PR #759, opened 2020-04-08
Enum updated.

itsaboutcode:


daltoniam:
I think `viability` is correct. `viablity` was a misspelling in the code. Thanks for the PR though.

> **Exercise**
Please transcribe the records in full, keeping every word as it is.

> **Exercise answer**
PR #759, opened 2020-04-08
Enum updated.

itsaboutcode:


daltoniam:
I think `viability` is correct. `viablity` was a misspelling in the code. Thanks for the PR though.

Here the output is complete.